## Entries supplied
# # # # #

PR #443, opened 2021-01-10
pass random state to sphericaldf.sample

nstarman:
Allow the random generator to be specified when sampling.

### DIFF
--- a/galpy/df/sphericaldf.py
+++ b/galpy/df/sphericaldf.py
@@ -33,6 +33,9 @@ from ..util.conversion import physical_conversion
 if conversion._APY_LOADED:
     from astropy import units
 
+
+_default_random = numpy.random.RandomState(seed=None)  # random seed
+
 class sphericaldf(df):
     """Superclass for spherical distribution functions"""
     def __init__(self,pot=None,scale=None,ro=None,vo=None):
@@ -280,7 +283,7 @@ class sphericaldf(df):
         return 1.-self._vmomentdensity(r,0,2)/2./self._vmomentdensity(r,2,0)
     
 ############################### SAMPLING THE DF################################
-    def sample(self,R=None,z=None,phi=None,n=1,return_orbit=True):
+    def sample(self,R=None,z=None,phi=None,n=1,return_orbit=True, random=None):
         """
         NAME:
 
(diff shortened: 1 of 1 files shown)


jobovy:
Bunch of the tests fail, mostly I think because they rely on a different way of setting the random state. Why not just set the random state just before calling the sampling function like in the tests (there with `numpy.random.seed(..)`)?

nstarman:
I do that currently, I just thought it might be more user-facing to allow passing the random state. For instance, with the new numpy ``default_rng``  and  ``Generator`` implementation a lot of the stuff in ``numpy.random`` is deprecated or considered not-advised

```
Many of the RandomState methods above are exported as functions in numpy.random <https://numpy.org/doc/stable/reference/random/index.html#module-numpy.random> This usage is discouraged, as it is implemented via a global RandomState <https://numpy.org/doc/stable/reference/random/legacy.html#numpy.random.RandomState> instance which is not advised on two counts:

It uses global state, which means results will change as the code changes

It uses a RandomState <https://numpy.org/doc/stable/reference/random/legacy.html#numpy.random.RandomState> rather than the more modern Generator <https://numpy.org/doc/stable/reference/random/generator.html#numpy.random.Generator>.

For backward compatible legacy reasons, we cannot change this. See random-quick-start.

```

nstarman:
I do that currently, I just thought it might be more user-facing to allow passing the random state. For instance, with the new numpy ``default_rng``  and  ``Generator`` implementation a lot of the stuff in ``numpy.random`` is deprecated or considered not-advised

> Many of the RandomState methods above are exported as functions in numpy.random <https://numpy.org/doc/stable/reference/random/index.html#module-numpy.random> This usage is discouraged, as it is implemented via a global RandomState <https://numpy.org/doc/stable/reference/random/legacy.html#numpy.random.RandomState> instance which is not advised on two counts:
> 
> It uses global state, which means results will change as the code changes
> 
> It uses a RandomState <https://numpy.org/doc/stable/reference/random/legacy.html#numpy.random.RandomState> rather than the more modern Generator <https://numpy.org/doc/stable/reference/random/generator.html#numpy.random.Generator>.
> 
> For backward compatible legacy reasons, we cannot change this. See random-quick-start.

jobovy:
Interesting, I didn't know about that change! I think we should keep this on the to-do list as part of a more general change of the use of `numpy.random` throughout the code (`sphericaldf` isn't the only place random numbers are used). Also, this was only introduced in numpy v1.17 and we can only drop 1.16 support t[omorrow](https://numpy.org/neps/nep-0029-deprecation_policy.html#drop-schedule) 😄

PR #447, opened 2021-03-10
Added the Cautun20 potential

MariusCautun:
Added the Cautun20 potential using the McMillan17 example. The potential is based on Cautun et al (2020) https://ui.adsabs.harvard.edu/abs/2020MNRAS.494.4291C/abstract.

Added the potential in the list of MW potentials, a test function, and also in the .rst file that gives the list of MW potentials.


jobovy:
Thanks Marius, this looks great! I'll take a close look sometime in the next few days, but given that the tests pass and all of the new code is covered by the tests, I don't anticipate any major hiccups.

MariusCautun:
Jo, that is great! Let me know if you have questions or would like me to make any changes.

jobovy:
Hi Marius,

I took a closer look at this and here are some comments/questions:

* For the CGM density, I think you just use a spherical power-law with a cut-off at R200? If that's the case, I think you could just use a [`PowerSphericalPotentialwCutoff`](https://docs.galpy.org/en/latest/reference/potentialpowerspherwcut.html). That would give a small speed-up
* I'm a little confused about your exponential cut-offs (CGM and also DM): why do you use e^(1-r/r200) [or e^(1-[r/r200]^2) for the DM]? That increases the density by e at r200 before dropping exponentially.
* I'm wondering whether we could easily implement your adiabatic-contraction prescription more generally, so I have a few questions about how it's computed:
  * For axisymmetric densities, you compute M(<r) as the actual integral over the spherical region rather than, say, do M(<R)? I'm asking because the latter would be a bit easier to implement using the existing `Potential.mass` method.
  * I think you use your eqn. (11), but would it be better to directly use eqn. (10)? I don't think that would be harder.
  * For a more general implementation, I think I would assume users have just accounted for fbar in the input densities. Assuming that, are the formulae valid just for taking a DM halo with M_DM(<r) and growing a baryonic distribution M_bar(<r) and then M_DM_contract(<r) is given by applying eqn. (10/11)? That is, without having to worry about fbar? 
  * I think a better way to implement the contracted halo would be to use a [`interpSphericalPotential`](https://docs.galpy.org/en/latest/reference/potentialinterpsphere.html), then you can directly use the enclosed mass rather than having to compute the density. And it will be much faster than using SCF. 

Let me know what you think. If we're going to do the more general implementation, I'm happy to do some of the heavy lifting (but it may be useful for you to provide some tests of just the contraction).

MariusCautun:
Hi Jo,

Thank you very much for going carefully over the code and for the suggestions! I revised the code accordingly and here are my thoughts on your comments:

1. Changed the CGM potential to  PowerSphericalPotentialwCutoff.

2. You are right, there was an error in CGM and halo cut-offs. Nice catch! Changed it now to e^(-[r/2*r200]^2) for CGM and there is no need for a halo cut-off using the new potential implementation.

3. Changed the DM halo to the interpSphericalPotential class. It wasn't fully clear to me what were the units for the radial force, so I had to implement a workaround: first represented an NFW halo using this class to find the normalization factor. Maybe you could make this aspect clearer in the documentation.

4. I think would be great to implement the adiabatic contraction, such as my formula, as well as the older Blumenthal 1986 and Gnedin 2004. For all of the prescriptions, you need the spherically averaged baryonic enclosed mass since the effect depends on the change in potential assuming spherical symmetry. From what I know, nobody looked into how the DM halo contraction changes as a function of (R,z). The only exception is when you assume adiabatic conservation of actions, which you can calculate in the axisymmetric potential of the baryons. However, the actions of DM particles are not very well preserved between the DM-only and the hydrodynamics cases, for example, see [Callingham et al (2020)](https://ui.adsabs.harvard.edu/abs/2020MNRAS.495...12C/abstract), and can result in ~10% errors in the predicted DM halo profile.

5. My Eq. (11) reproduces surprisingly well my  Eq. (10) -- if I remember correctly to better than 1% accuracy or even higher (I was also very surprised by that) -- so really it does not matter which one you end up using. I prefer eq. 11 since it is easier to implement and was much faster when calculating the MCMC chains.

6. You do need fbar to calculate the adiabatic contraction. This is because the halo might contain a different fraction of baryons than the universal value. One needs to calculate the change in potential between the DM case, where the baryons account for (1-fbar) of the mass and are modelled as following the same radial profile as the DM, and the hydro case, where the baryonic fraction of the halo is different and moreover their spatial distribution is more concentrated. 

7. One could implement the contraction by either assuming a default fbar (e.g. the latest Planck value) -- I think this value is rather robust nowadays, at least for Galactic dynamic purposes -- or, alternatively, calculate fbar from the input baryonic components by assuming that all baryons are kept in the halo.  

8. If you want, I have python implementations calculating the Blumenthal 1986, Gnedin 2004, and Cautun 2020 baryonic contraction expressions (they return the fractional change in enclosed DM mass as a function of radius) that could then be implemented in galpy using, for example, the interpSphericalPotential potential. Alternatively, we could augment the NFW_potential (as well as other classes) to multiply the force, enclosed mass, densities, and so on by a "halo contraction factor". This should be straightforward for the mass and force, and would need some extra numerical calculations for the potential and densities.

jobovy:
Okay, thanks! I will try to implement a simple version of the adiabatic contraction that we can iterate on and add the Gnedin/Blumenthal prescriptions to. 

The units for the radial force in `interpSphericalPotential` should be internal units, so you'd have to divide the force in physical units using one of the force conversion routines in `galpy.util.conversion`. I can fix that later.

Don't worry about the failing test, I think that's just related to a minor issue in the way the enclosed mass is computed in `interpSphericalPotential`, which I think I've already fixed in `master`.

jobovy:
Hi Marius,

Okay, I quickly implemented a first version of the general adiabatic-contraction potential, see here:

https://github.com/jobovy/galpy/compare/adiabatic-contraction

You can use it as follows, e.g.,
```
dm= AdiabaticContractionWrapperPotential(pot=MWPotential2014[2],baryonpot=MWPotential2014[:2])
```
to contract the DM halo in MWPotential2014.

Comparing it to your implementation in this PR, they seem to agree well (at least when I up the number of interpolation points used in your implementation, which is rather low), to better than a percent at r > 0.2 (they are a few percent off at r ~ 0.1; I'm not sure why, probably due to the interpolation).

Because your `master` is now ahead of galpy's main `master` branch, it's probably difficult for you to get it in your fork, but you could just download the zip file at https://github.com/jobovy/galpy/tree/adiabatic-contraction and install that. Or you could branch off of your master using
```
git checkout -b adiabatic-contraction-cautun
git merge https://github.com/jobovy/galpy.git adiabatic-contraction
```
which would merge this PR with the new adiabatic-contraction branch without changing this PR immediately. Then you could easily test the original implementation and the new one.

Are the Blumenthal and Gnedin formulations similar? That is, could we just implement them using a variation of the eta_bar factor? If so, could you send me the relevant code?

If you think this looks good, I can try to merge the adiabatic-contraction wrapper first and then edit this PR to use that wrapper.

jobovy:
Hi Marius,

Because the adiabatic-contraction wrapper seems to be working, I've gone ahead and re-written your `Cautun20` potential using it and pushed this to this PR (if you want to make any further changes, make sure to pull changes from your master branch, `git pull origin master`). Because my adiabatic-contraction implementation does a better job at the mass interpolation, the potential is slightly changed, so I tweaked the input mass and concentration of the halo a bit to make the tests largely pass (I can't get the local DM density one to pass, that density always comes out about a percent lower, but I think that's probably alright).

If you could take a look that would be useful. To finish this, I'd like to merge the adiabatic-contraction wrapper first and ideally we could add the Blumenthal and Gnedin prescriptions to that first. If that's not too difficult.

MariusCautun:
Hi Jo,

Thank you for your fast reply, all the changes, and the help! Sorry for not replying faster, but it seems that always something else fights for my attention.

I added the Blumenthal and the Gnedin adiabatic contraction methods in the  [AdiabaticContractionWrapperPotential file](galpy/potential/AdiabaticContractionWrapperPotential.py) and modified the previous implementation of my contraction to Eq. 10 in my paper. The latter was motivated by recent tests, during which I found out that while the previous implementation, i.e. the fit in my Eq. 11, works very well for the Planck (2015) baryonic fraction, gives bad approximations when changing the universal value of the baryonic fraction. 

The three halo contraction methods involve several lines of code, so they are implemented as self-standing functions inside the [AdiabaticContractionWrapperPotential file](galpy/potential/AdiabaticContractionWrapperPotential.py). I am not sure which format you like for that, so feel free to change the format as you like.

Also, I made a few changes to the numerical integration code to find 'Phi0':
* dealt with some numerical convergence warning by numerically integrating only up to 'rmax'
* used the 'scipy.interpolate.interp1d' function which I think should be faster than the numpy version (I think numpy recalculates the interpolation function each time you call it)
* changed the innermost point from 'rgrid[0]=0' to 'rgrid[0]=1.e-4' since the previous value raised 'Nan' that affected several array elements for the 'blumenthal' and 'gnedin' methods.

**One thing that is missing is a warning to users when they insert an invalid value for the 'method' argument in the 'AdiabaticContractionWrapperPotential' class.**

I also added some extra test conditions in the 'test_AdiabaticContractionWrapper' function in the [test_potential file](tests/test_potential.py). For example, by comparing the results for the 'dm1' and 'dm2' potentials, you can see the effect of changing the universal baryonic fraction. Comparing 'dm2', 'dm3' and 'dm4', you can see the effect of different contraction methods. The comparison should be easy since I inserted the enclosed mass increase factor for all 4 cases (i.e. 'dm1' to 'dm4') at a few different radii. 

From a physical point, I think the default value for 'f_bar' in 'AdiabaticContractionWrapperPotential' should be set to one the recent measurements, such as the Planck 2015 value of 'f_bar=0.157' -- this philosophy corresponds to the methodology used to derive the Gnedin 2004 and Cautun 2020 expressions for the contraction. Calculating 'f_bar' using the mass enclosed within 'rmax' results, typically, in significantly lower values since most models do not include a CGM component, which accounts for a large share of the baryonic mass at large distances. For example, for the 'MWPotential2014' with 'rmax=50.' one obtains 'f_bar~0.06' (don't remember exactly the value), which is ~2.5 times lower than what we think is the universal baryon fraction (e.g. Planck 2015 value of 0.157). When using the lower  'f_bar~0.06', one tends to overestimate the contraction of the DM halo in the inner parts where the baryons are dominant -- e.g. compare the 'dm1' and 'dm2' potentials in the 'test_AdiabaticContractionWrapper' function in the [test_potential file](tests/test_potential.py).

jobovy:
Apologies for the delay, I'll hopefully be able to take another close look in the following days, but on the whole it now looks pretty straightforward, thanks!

# # # # #

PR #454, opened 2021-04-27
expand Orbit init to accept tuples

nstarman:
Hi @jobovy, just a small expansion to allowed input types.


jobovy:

# # # # #

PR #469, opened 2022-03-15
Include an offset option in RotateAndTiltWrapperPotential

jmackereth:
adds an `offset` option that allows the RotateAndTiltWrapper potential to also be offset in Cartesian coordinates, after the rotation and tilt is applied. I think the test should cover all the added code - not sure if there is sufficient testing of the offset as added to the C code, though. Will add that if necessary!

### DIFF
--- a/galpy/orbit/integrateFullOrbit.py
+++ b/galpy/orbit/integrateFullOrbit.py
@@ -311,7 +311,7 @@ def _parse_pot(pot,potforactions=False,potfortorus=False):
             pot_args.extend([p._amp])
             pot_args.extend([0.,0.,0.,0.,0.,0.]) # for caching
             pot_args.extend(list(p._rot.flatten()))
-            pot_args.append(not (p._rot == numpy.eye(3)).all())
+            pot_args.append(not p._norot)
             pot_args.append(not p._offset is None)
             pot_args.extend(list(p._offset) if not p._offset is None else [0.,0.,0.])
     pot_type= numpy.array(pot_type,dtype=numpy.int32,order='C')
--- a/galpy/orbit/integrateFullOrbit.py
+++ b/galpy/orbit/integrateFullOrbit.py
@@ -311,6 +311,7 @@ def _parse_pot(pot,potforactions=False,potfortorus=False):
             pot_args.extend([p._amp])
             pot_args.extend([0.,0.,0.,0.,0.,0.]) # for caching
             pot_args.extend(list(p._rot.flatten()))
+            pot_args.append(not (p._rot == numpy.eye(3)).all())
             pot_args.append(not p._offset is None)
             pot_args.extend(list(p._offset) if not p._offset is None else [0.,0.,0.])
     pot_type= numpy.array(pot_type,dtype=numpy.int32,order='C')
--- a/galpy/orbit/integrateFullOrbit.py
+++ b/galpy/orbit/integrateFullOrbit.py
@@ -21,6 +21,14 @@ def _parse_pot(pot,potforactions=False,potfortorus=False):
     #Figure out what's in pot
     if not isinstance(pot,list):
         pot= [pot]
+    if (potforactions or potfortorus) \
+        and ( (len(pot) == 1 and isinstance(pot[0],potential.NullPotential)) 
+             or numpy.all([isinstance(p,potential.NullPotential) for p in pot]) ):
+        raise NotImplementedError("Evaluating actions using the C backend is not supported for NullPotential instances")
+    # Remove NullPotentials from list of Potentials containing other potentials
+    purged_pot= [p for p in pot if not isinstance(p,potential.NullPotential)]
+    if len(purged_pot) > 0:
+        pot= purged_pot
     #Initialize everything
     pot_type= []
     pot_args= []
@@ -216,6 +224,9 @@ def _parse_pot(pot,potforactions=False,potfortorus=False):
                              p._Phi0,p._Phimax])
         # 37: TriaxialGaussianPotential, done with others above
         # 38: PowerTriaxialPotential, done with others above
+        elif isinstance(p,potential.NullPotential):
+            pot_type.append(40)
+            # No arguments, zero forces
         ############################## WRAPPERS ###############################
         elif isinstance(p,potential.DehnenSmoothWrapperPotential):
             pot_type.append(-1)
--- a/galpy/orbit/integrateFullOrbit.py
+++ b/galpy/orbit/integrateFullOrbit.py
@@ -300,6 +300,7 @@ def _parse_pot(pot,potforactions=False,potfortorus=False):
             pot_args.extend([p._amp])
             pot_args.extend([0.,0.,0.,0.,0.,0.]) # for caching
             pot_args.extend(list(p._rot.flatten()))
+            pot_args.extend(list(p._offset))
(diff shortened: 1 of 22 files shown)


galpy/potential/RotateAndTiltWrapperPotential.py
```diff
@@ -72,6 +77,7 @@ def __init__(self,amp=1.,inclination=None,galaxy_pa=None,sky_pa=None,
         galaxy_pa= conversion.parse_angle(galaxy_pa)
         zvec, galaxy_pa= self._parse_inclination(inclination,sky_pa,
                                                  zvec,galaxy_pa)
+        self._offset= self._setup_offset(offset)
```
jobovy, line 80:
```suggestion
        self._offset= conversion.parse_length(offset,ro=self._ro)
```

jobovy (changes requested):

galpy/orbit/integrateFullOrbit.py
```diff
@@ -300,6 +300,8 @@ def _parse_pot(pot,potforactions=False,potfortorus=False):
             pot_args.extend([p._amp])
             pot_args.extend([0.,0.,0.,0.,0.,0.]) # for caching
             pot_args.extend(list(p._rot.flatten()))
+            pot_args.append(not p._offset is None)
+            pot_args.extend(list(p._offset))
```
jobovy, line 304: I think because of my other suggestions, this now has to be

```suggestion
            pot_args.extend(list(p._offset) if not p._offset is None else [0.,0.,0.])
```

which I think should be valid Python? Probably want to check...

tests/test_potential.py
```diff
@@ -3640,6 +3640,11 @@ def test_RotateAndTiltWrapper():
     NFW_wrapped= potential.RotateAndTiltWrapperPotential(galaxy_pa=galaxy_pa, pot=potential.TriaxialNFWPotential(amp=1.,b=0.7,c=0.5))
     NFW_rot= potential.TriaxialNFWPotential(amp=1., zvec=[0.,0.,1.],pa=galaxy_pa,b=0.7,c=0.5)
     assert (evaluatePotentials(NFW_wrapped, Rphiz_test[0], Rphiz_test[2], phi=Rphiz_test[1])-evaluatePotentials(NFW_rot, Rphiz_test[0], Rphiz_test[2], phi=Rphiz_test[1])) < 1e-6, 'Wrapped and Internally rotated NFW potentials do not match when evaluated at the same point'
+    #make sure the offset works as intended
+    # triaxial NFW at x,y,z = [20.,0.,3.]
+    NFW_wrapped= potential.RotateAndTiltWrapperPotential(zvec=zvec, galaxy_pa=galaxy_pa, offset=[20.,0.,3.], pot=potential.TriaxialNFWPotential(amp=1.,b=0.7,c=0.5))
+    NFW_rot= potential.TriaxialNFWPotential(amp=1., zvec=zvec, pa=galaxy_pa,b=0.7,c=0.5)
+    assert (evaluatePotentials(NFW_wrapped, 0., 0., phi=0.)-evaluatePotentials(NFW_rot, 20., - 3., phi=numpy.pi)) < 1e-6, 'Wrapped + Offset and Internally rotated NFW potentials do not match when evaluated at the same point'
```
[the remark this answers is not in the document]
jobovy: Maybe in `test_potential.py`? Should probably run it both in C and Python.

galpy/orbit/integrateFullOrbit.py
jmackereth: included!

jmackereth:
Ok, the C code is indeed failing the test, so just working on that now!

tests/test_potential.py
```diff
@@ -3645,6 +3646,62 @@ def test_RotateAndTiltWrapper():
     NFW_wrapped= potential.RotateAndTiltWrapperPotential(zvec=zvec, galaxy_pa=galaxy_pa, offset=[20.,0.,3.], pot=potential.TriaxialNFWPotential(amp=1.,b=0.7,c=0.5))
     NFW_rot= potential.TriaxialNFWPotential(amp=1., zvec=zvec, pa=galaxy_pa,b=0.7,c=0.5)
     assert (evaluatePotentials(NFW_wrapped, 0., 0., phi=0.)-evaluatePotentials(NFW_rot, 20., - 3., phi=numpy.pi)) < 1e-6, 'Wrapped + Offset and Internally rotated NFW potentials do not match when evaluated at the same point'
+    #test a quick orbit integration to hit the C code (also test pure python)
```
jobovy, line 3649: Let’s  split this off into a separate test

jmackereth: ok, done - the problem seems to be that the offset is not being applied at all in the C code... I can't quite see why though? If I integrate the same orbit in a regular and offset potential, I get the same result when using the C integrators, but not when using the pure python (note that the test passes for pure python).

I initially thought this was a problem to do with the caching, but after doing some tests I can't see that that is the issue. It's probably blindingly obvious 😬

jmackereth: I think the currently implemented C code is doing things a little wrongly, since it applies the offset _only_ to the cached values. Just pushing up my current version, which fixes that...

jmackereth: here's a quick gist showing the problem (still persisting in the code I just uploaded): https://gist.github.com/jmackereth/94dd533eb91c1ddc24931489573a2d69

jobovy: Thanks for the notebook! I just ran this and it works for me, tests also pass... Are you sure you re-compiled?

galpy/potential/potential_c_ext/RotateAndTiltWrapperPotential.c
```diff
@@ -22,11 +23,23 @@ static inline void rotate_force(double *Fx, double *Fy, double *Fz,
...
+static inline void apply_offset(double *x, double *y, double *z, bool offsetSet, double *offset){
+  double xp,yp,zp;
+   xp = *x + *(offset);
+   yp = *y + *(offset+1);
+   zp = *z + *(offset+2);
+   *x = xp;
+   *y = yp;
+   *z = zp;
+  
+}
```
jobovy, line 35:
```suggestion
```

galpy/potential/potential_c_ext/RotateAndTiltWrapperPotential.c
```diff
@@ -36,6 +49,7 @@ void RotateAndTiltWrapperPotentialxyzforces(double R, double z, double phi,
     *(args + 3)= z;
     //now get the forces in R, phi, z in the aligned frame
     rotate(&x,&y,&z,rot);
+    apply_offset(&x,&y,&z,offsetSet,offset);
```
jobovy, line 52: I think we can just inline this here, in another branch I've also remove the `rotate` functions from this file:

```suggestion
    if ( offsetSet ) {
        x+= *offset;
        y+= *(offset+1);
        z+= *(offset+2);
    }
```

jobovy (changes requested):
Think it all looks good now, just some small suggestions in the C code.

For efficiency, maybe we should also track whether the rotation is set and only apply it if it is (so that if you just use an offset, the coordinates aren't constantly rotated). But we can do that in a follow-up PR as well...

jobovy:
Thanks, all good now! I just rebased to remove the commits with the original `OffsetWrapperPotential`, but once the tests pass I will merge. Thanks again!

# # # # #

Filter the listing above for the string "abstract" and copy every matching line.

## Answer box
Added the Cautun20 potential using the McMillan17 example. The potential is based on Cautun et al (2020) https://ui.adsabs.harvard.edu/abs/2020MNRAS.494.4291C/abstract.
4. I think would be great to implement the adiabatic contraction, such as my formula, as well as the older Blumenthal 1986 and Gnedin 2004. For all of the prescriptions, you need the spherically averaged baryonic enclosed mass since the effect depends on the change in potential assuming spherical symmetry. From what I know, nobody looked into how the DM halo contraction changes as a function of (R,z). The only exception is when you assume adiabatic conservation of actions, which you can calculate in the axisymmetric potential of the baryons. However, the actions of DM particles are not very well preserved between the DM-only and the hydrodynamics cases, for example, see [Callingham et al (2020)](https://ui.adsabs.harvard.edu/abs/2020MNRAS.495...12C/abstract), and can result in ~10% errors in the predicted DM halo profile.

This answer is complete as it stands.